# 27 Zoll Monitor



## Phylypp123 (7. März 2014)

Hi,

Ich bin auf der Suche nach einem neuen Monitor der meinen alten 23 Zoll Acer ersetzen soll. Er sollte 27 Zoll messen, am besten 1440p haben und max. 500€ kosten. Der PCGH Test hat schon weiter geholfen wollte aber gerne noch die Meinung der Community haben 

Habe bisher meine Auswahl auf drei eingeschränkt:

iiyama ProLite XB2779QS schwarz, 27" (XB2779QS-B1) Preisvergleich | Geizhals Deutschland --> Soll der Spartipp seien und ganz gut, aber ich habe vorher noch nie was von Ilyama gehört. Sind die generell gut oder?

ASUS PB278Q, 27" (90LMGA070T01081C) Preisvergleich | Geizhals Deutschland 

Acer K2 K272HULbmiidp , 27" (UM.HX2EE.001) Preisvergleich | Geizhals Deutschland --> Ganz neu nur 400€ aaaber keine Testberichte halt. Glaubt ihr das er ähnlich wie sein Schwestermodell ist der im PCGH Test war? Acer B6 B276HULymiidprz, 27" (UM.HB6EE.005) Preisvergleich | Geizhals Deutschland wobei aufgrund des preises kann man nur davon ausgehen das er noch schlechter ist oder?


----------



## bisonigor (7. März 2014)

27" (68,58cm) BenQ BL2710PT schwarz 2560x1440 1xHDMI 


Kostet zwar 550€, hab den Monitor schon 4 Monate im Betrieb. BF4, FC3, Metro, CoD Ghost ohne probleme. USB 3.0 sind auch gut angebracht und das wichtigste für mich, flimmerfreies Hintergrundbeleuchtung. Habe davor 
LG 27EA83-D ausprobiert, unerträglich für meine Augen gewesen.
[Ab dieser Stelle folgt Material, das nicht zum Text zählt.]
PR #562, opened 2022-10-11
Add Blue Ridge Parkway shield

claysmalley:
Adds a shield for the Blue Ridge Parkway.

The illustration is simplified and moved upward, truncating the tree. The text "BLUE RIDGE" is removed, and "PARKWAY" is replaced with "BRP".

Screenshot from 2022-10-10 19-49-57 Screenshot from 2022-10-10 19-50-11

Blue_Ridge_Parkway_shield


icons/shield_us_nps_brp.svg
```diff
@@ -0,0 +1,4 @@
+<svg width="20" height="20" viewBox="0 0 5.292 5.292" xmlns="http://www.w3.org/2000/svg">
+ <rect style="fill:#fff;fill-rule:evenodd;stroke:#693f23;stroke-width:.26458299;stroke-linecap:round;stroke-linejoin:round;stroke-miterlimit:4;stroke-dasharray:none" width="5.027" height="5.027" x=".132" y=".132" rx=".397" ry=".397"/>
```
1ec5, line 2: We could introduce a tan/cream color to the standard color palette to avoid simplifying it to white. Caltrans uses a “cream” color `#ddcba4` on some standard signs. This color was chosen to fit in with the standard colors in the national MUTCD, which are the basis for this style’s color palette. It complements the brown color `#693f23` well, but it would reduce the “BRP” legend’s contrast.

ZeLonewolf: The cream color is awfully subtle.  I think the current PR offers a nice balance between minimizing the palette and still visually representing the original in a 100% understandable way.  I'm not convinced we need the cream in this use case, but perhaps a deeper dive of the mentioned Caltrans examples would reveal a need.

1ec5: I’m OK with the white in this case. Just bookmarking this cream option in case we come across other rustic-looking shields in the future and want to make them consistent with each other.

1ec5 (approved):
We haven’t gotten any negative feedback from anyone local to Virginia or North Carolina, so let’s go ahead and merge this design and revisit if there are any concerns. Looking forward to more tourist and scenic route shields!

PR #563, opened 2022-10-11
TagInfo: capital=yes is equivalent to capital=2

Blijbol:
See:
https://github.com/openmaptiles/openmaptiles/blob/master/layers/place/capital.sql

### DIFF
--- a/scripts/taginfo_template.json
+++ b/scripts/taginfo_template.json
@@ -12,6 +12,14 @@
   "tags": [
     {
       "key": "capital",
+      "value": "yes",
+      "object_types": ["node"],
+      "description": "Marks the city with a national capital icon.",
+      "doc_url": "https://openmaptiles.org/schema/#capital",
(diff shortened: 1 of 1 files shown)


ZeLonewolf:
Huh.  Curious.  Looks like `capital=2` is barely used in fact.

Is it permissible to set an array in the "values" block? @1ec5 ?

Blijbol:
> Is it permissible to set an array in the "values" block?

The [documentation](https://wiki.openstreetmap.org/wiki/Taginfo/Projects) does not mention such a possibility.

ZeLonewolf (approved):
Looks good to me in concept.  Another maintainer should sanity check before merging.

1ec5 (approved):
Unfortunately, [`value` is required to be a `string`](https://github.com/taginfo/taginfo-projects/blob/e577219b5a74b570146af0e84b9b9b74ddf58a21/taginfo-project-schema.json#L93). This looks good to me.

PR #576, opened 2022-11-26
49-Mile Scenic Drive shield

### LINKED ISSUE #570: 49-Mile Scenic Drive
The [49-Mile Scenic Drive](https://en.wikipedia.org/wiki/49-Mile_Scenic_Drive) is a slightly less than 49-mile-long circuit along local roads in San Francisco. Its main claim to fame is its iconic shield, which this style should render.

[49-Mile Scenic Drive](https://commons.wikimedia.org/wiki/File:San_Francisco_CA_49-Mile_Scenic_Drive.svg)

The route is tagged `network=US:CA:San_Francisco:49_Mile_Scenic_Drive` with no `ref`.

1ec5:
Added a shield for the 49-Mile Scenic Drive in San Francisco. This route includes segments of I-280 and U.S. 101, so it’s actually a bit more prominent on the map than its name would imply.

[Dogpatch](https://zelonewolf.github.io/openstreetmap-americana/#14/37.75954/-122.39202) [Golden Gate Park](https://zelonewolf.github.io/openstreetmap-americana/#15/37.76889/-122.4753)

This shield image is based on [a public domain graphic](https://commons.wikimedia.org/wiki/File:San_Francisco_CA_49-Mile_Scenic_Drive.svg) on Wikimedia Commons. It departs from this style’s standard blue color because the sky has to be a light blue to be recognizable. To ensure compatibility with the rest of the MUTCD-inspired color scheme, I reused the color of the blue jeans in [this standard California MUTCD sign](https://commons.wikimedia.org/wiki/File:MUTCD-CA_S32-1.svg). I think this color will work well in other shields that depict the sky or anything else that’s much lighter than the standard blue. At high zoom levels, it has just enough contrast from water to avoid confusion with nearby ponds. I also took the custom orange from the same sign, which is intended to complement the light blue, but if desired, I can switch it to the standard orange, which is slightly lighter.

The original shield features a the seagull and the number 49 very prominently. I chose to omit the 49 because it would force us to either reduce the seagull’s head to the point of being illegible or expand the shield horizontally, giving it an unwieldy shape. A white 49 would also contrast poorly with the light blue I’ve chosen, which is slightly lighter than what’s on the actual signs.

Fixes #570.


claysmalley:
I tried the orange from the existing color palette, and I agree that the original orange is better in this case.

I was worried about the light blue contrasting against the white, though maybe a black border looks too jarring:

Screenshot from 2022-11-26 22-27-52 Screenshot from 2022-11-26 22-27-27

1ec5:
The standard blue seems less jarring, and somehow less constraining too:

Dogpatch Golden Gate Park

claysmalley (approved):
That's a good compromise. Looks good to me.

Ich schätze es lag am Flimmern, man sieht es nicht, aber die Augen fühlen das.


----------



## R@ven (7. März 2014)

Hab selbst den PB278Q seit einigen Monaten und bin einfach nur super zufrieden was die Bildqualität und Farbdarstellung betrifft.


----------



## Defenz0r (7. März 2014)

R@ven schrieb:


> Hab selbst den PB278Q seit einigen Monaten und bin einfach nur super zufrieden was die Bildqualität und Farbdarstellung betrifft.


 
Nimm Lieber den Viewsonic VP2770.
Hab Ihn selbst und bin sehr zufrieden damit!
Schliert kaum, hat ne geringe Latenz


----------



## Phylypp123 (8. März 2014)

Also 500€ ist wirklich das Limit. Bin Student und musst dafür schon viel sparen in letzer Zeit aber ein enuer Monitor ist einfach n Wunsch von mir und 500€ ist schon viel Geld für einen, der Benq ist fast überall momentan nur für 580€ erhältlich was deutlich drüber ist. Deswegen hatte ich die Auswahl auch beschränkt  Anscheinend gibt es niemanden der mit dem Ilyama Erfahrung hat mh. Den Asus konnte ich mir bei Atelco ansehen wobei das Material an sich sehr schlechte Quali hatte und (ich hoffe) deswegen das Bild so mies war (war bei den anderen Monitoren dort auch). So ein USB Hub ist mir aber nicht wichtig. An einem PC Gehäuse habe ich 4x USB (je 2 2.0 und 3.0).


----------



## JoM79 (8. März 2014)

Kannst dir mal auf Prad nen paar Tests durchlesen.


----------



## risenfromashes (10. März 2014)

Defenz0r schrieb:


> Nimm Lieber den Viewsonic VP2770.
> Hab Ihn selbst und bin sehr zufrieden damit!
> Schliert kaum, hat ne geringe Latenz


 Habe ich auch und kann ich nur bestätigen. Leider etwas IPS-Glow bei mir, aber null Backlight Bleeding im Gegensatz zu anderen von mir vorher bestellten Monitoren. Spielen geht dank Overdrive Modus auch sehr gut!


----------



## Phylypp123 (10. März 2014)

Also der Ilyama scheint sehr gut zu seien und kostet 50-100€ weniger weshalb ich eher zu diesem tendiere ich möchte halt ein sehr gutes P/L haben. Bei Prad hat er insgesamt besser abgeschnitten wenn man sich die Bewertungen vergleicht, der Viewsonic soll auch einen relativ hohen Inputlag von 12ms haben :/ Leider gibt es zu dem Acer noch keinen Test, denkt ihr bis Ende des Monats kommt einer? Habe ein bisschen recherchiert der Acer K27 unterscheidet sich zum B27 (im Datasheet) nur darin das der B27 ein AH-IPS, Pivot, Höhenverstellbar ist, drehbar ist und eine TCO Norm hat. Glaubt ihr das macht 100€ aus, glaube kaum das die Qualität steigen wird bei 100€ weniger und nach PCGH hat der B27 den letzten Platz.


----------



## JoM79 (10. März 2014)

Der Iiyama hat ne ziemlich hohe Grundhelligkeit,wenn dich das nicht stört ist es ein guter Monitor.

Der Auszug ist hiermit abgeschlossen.